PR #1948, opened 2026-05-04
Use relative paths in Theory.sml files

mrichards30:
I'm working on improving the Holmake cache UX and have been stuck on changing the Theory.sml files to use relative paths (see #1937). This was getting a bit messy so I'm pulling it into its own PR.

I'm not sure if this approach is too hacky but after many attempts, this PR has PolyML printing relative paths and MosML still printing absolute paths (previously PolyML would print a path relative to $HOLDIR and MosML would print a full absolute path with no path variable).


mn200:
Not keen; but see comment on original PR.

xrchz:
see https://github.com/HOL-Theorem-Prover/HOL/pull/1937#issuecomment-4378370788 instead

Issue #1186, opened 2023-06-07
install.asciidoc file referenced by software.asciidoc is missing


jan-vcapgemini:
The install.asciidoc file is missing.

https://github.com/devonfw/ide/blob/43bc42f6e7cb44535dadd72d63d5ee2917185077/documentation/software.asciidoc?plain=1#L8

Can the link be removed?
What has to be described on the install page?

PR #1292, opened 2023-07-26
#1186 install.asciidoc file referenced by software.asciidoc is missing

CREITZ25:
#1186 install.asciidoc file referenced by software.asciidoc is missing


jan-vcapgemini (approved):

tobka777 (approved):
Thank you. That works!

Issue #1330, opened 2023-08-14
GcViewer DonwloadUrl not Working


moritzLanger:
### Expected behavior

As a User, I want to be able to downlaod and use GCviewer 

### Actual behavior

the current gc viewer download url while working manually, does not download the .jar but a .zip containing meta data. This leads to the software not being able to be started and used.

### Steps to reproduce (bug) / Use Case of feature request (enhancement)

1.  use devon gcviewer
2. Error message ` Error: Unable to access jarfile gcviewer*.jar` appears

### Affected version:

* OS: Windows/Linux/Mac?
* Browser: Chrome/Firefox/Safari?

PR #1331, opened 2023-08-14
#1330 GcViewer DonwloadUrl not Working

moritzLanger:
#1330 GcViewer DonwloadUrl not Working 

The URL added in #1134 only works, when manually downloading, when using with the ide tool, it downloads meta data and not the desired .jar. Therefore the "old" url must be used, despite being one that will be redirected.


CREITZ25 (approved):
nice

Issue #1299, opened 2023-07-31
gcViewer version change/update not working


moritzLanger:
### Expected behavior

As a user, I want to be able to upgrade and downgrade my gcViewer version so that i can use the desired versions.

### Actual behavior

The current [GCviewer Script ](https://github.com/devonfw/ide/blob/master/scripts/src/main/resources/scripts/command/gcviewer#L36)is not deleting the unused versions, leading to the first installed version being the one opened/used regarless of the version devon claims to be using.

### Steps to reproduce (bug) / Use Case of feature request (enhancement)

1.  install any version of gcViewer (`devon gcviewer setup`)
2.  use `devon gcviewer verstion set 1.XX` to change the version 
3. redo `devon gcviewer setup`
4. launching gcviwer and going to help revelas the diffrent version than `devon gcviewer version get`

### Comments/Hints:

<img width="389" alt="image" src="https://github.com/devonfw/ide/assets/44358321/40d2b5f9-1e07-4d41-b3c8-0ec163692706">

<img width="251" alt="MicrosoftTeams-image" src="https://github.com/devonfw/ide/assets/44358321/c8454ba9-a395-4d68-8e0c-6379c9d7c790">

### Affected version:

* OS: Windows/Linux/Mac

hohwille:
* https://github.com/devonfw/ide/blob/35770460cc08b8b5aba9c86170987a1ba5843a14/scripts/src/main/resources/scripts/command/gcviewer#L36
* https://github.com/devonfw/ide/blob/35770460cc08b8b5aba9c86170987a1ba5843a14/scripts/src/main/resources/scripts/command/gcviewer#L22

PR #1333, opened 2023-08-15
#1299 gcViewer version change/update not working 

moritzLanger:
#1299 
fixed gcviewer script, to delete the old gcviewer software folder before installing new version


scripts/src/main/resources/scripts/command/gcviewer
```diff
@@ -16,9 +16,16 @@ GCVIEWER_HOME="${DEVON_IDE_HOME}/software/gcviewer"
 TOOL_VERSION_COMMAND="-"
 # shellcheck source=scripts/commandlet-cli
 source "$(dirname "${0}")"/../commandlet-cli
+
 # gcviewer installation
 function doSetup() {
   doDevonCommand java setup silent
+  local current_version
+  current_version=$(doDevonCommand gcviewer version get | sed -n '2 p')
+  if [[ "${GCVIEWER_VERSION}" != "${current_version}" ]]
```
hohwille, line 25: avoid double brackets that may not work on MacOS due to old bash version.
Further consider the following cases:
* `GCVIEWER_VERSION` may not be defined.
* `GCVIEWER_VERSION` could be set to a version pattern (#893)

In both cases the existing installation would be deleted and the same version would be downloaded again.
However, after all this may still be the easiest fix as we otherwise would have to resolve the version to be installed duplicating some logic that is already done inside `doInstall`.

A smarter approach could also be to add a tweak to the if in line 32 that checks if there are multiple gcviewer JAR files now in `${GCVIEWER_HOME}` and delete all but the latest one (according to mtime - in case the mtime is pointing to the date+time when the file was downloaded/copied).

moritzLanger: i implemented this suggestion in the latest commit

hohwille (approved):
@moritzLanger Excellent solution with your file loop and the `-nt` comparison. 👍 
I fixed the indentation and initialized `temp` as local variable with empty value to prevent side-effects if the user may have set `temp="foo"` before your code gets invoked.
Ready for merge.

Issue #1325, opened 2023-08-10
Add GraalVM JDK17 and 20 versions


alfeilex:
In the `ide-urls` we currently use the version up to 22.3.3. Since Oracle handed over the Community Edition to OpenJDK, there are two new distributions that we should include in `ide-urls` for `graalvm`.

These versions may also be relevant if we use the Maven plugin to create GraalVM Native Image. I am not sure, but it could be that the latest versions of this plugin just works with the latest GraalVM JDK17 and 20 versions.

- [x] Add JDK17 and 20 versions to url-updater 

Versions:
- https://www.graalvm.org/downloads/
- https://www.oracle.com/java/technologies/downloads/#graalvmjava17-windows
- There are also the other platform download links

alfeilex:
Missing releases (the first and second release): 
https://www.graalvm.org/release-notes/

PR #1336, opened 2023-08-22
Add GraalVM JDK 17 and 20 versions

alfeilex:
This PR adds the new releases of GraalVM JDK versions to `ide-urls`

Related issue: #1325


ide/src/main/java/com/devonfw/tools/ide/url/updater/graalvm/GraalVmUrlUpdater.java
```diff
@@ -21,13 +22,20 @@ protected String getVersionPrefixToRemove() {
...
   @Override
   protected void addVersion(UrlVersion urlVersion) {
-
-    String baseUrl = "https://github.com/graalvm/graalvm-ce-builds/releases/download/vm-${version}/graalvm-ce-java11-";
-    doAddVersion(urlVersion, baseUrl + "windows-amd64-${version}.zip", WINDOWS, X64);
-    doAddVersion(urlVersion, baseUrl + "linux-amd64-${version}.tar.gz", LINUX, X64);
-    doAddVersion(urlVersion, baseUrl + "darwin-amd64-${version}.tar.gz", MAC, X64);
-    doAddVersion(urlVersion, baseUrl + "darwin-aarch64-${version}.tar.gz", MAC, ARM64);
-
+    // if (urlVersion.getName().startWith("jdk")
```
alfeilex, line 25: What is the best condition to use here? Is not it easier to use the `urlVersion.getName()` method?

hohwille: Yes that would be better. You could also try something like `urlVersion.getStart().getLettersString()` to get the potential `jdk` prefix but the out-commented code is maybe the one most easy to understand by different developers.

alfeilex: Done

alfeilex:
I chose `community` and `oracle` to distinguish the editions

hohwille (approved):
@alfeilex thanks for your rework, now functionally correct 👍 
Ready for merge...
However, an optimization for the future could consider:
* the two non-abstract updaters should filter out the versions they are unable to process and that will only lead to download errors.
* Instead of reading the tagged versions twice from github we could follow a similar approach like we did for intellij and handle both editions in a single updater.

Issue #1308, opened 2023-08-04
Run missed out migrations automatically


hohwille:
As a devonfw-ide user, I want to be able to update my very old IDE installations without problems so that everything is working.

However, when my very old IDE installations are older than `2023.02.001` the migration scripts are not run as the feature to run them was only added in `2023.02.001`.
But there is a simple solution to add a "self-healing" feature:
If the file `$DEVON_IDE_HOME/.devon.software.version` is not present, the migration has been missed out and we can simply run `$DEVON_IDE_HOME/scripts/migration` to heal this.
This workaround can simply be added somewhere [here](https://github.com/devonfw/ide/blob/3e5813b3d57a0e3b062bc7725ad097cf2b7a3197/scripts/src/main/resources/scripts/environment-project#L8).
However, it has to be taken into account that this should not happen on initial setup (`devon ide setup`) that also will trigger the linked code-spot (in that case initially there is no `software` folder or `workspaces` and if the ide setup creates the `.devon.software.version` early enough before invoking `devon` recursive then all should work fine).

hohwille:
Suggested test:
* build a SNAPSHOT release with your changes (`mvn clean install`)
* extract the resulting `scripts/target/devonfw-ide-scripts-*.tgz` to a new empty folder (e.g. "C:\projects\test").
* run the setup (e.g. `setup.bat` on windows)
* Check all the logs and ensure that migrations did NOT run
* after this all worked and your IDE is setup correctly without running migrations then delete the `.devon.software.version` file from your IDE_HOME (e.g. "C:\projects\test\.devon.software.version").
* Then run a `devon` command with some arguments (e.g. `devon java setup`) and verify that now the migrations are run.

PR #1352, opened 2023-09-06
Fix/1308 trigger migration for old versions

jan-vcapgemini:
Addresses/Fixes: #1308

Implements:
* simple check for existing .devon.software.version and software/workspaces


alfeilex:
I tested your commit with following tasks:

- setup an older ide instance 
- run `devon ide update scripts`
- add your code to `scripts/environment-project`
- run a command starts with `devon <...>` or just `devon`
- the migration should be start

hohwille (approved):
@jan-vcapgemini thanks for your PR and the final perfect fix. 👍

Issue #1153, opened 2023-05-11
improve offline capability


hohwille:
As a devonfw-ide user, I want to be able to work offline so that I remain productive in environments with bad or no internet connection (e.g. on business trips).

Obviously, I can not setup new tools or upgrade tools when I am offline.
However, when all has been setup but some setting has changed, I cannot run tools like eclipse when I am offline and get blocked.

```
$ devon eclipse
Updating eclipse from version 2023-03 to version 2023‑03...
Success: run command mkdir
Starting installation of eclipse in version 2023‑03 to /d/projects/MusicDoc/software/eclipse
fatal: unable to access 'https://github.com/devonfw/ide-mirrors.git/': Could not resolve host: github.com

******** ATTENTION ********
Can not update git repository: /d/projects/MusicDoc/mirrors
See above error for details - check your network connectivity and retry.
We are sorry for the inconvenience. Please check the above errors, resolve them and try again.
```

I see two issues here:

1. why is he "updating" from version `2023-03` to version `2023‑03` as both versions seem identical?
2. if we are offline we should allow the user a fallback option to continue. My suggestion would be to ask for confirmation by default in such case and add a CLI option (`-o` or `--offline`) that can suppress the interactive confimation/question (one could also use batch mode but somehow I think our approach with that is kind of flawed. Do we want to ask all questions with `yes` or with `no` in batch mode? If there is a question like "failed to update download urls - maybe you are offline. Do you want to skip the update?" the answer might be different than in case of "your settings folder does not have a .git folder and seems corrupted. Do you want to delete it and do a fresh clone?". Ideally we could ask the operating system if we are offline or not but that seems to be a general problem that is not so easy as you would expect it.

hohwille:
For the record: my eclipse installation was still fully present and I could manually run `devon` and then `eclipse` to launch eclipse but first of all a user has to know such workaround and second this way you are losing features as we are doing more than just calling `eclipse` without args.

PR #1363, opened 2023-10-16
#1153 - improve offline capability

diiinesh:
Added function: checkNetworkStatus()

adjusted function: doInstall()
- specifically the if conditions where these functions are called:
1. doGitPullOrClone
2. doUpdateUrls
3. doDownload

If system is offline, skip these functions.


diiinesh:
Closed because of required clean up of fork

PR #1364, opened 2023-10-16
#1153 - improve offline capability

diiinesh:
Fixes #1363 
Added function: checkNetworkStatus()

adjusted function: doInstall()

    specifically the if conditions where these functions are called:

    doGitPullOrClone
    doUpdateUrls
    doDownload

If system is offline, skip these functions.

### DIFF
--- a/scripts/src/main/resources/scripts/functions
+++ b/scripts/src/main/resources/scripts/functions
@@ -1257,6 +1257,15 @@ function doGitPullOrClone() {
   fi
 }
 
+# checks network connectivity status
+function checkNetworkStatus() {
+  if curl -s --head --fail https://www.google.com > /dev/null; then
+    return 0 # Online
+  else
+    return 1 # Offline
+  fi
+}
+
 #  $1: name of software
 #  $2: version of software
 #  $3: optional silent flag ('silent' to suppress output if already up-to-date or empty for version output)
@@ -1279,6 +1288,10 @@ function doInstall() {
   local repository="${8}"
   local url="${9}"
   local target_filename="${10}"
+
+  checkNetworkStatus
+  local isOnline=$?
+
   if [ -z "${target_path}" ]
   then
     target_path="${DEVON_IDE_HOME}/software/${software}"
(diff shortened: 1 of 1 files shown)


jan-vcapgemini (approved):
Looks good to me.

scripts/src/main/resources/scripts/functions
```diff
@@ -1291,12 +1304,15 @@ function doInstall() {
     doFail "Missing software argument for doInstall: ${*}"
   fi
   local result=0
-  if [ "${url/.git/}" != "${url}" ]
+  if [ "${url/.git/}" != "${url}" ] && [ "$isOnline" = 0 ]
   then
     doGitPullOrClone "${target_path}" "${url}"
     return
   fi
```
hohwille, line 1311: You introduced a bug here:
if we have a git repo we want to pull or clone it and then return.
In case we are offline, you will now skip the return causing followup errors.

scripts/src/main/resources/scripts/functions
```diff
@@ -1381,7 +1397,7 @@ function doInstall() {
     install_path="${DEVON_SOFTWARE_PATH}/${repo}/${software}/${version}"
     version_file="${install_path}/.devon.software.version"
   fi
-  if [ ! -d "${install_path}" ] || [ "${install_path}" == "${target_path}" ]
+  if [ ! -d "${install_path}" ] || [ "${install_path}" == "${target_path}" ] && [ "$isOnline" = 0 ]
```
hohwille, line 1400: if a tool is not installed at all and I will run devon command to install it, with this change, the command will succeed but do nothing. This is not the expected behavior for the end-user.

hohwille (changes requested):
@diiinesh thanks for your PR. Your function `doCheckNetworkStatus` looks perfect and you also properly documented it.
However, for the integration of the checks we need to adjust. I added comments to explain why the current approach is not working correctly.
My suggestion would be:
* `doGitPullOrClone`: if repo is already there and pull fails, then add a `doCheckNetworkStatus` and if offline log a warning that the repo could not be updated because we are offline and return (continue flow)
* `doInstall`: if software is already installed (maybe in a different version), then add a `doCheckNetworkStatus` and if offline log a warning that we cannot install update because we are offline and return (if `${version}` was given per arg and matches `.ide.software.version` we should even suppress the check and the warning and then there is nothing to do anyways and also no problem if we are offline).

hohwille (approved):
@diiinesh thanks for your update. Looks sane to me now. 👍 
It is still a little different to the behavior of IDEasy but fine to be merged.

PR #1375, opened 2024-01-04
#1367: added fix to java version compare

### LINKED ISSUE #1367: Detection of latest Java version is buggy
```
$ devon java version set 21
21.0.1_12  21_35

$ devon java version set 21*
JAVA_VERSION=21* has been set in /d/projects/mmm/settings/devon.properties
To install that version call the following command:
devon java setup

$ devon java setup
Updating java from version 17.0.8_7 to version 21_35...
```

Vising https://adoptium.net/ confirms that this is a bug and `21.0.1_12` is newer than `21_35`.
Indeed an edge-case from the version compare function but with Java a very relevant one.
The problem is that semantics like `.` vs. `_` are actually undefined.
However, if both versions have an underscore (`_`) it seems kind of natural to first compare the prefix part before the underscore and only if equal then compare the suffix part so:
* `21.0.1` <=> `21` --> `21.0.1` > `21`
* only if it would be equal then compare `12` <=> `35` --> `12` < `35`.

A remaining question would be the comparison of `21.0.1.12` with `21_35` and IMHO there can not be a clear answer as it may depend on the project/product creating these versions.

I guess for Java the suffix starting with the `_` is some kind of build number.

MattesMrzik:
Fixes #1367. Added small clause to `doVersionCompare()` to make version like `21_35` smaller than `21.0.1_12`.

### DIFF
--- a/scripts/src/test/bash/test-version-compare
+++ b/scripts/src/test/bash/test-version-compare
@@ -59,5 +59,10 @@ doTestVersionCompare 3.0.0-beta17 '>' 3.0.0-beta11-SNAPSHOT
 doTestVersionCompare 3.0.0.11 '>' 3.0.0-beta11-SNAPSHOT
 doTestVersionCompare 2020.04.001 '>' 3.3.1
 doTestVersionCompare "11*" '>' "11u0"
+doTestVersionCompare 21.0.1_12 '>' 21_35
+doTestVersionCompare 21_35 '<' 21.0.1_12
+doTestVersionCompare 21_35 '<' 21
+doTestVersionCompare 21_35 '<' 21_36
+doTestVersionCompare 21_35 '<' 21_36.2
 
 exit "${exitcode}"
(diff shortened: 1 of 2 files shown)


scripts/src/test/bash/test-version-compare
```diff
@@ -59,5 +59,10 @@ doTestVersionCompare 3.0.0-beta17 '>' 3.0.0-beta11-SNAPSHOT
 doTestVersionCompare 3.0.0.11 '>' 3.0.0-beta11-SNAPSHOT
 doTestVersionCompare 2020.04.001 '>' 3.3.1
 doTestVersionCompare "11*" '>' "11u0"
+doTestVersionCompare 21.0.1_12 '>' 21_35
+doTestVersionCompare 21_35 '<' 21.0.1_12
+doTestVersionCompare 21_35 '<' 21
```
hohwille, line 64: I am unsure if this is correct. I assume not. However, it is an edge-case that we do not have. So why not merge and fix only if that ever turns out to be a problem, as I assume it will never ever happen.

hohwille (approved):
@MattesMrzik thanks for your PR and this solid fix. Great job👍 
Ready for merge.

★ ★ ★ ★

* BRIEF
Look through the entries above and find each line where the word "meta" occurs; copy those lines.

* ANSWER FOR THE TASK
the current gc viewer download url while working manually, does not download the .jar but a .zip containing meta data. This leads to the software not being able to be started and used.
The URL added in #1134 only works, when manually downloading, when using with the ide tool, it downloads meta data and not the desired .jar. Therefore the "old" url must be used, despite being one that will be redirected.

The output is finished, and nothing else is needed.